Issue #6682, opened 2019-07-26
Environments Get API does not honor If-None-Match header


SnehaPL:
##### Issue Type

- Bug Report

##### Summary

Environments Get API should return 304 (Not Modified) when appropriate  If-None-Match header is specified.

###### Basic environment details

* Go Version: 19.7.0 (9552-aa833fbf095e66489c765751dfa23daa741c35b4)
* JAVA Version: 1.8.0_211
* OS: Mac OS X 10.14.6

Task brief: Across the listing above, report every line where "Match" occurs.

Exercise output:
Environments Get API does not honor If-None-Match header
Environments Get API should return 304 (Not Modified) when appropriate  If-None-Match header is specified.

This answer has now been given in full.